ACTION ITEM
For every line in the material below that holds "entries", report the line.

--- START ---

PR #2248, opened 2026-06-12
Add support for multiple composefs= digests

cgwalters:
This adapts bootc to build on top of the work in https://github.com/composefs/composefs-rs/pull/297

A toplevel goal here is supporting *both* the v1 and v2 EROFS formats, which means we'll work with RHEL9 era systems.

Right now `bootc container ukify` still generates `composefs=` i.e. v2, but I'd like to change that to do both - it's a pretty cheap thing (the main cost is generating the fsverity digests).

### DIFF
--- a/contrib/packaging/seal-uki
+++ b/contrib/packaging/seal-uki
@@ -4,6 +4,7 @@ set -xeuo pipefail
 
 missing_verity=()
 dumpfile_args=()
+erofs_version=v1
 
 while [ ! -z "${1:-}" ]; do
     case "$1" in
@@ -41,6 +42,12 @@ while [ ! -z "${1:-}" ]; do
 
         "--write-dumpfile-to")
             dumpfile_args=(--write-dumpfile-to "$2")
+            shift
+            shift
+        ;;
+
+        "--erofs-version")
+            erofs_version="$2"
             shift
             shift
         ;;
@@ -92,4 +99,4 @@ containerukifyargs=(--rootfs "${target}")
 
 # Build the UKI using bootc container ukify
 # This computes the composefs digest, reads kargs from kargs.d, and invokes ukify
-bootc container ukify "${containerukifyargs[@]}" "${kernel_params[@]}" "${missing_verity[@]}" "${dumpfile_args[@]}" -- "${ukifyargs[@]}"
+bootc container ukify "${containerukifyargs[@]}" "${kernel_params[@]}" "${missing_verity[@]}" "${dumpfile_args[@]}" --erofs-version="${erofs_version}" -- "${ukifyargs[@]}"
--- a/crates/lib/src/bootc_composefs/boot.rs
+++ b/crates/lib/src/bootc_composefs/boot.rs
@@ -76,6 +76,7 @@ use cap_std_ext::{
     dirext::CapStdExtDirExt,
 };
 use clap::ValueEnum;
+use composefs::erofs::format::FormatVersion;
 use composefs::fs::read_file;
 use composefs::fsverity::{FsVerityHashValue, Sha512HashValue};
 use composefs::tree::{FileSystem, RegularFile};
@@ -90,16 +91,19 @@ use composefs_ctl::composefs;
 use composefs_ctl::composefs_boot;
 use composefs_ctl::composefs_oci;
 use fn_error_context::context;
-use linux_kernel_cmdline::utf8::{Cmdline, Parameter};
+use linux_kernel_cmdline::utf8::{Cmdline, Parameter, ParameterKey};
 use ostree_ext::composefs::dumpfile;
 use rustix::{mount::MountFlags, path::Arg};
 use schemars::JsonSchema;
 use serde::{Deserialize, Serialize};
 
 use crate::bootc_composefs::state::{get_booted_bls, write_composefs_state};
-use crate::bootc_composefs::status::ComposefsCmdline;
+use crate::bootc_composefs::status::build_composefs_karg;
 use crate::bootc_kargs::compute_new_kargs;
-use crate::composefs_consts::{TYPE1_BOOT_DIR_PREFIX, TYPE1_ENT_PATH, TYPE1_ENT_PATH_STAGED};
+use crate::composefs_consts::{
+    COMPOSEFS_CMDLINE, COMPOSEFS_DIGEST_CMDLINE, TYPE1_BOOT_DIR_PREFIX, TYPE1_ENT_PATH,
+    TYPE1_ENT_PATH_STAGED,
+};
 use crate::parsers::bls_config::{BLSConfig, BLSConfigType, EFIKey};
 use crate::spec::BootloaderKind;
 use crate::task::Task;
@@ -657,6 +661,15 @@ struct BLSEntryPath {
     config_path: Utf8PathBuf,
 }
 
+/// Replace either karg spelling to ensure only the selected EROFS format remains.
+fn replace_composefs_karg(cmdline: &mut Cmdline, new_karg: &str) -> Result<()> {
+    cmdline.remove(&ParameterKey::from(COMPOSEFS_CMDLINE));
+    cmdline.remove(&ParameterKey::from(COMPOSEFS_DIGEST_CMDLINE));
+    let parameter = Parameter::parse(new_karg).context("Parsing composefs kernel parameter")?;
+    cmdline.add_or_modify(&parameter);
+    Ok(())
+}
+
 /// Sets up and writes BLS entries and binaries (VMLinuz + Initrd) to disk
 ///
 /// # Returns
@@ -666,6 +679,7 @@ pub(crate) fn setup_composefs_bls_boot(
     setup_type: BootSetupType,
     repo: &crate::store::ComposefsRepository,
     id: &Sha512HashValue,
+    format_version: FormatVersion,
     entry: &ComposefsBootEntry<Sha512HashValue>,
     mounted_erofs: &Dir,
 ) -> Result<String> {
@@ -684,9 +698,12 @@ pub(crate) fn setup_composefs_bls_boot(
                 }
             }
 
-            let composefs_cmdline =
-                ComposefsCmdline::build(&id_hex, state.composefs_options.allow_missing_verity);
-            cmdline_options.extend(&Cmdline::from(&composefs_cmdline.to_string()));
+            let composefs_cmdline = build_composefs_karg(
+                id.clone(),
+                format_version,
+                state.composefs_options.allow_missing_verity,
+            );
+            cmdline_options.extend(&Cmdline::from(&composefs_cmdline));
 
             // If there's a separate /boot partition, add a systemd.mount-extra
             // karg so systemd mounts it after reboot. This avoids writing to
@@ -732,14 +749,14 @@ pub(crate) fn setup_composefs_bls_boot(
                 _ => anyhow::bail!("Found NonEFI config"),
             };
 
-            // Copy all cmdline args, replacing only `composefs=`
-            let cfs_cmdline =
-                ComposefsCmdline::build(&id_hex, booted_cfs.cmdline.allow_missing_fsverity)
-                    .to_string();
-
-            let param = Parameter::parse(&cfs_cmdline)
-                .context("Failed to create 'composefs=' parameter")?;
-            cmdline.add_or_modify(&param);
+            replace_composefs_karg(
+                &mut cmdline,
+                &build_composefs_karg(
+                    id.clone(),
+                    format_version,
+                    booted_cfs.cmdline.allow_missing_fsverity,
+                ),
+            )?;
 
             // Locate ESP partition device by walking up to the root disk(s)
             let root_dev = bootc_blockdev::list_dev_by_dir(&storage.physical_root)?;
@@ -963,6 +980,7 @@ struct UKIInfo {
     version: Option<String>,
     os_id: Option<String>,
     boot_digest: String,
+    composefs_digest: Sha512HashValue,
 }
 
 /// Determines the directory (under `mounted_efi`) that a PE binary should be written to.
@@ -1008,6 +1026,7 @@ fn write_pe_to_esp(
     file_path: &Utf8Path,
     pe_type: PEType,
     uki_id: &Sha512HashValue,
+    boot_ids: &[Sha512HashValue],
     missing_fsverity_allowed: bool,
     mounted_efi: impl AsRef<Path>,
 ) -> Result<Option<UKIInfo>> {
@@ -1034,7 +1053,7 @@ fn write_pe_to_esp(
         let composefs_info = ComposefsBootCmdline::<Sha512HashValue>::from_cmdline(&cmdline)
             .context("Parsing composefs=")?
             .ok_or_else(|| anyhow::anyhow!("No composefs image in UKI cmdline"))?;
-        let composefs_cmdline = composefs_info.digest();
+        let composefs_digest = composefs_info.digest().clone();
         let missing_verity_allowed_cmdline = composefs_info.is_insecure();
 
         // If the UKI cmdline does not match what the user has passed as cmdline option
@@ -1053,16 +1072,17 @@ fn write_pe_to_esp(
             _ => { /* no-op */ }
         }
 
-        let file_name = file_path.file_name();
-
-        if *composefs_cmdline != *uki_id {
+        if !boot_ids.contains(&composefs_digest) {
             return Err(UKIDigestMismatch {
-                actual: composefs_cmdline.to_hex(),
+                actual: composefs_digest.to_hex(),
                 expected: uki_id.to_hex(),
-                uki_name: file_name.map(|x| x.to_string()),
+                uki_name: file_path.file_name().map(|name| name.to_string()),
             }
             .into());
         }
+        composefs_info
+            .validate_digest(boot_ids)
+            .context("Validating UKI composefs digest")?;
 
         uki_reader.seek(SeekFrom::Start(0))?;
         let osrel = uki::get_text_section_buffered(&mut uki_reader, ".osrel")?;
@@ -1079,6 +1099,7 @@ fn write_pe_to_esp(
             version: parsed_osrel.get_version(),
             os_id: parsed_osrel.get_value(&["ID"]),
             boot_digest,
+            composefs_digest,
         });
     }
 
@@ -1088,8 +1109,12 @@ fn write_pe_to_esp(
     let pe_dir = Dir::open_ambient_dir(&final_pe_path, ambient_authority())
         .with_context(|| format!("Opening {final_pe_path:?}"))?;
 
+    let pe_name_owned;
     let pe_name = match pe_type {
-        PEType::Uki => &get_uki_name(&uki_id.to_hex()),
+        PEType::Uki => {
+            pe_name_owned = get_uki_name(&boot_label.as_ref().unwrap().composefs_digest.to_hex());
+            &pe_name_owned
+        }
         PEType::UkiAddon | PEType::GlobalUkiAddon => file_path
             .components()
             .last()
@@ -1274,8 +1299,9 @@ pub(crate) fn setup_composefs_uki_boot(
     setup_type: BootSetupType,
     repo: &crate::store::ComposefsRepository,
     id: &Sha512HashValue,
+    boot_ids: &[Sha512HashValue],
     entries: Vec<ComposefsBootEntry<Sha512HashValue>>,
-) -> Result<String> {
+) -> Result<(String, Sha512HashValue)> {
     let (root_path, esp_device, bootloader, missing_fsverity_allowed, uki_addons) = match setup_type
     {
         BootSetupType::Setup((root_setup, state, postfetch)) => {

--- END ---

THE COMPLETED TASK
 /// Sets up and writes BLS entries and binaries (VMLinuz + Initrd) to disk
     entries: Vec<ComposefsBootEntry<Sha512HashValue>>,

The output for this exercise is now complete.